§ **INPUT FOR THIS TASK**:
PR #7691, opened 2024-07-15
Update MfaValidatePage.jsx

jcodeio:
MFA field is set to password type, this triggers browsers to ask to save the password and I find this annoying since its a OTP


khushboovashi:
> MFA field is set to password type, this triggers browsers to ask to save the password and I find this annoying since its a OTP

§ **GOAL OF THE EXERCISE**: A complete, exact copy of the records is what is needed.

§ **RESPONSE TO THE EXERCISE**:
PR #7691, opened 2024-07-15
Update MfaValidatePage.jsx

jcodeio:
MFA field is set to password type, this triggers browsers to ask to save the password and I find this annoying since its a OTP


khushboovashi:
> MFA field is set to password type, this triggers browsers to ask to save the password and I find this annoying since its a OTP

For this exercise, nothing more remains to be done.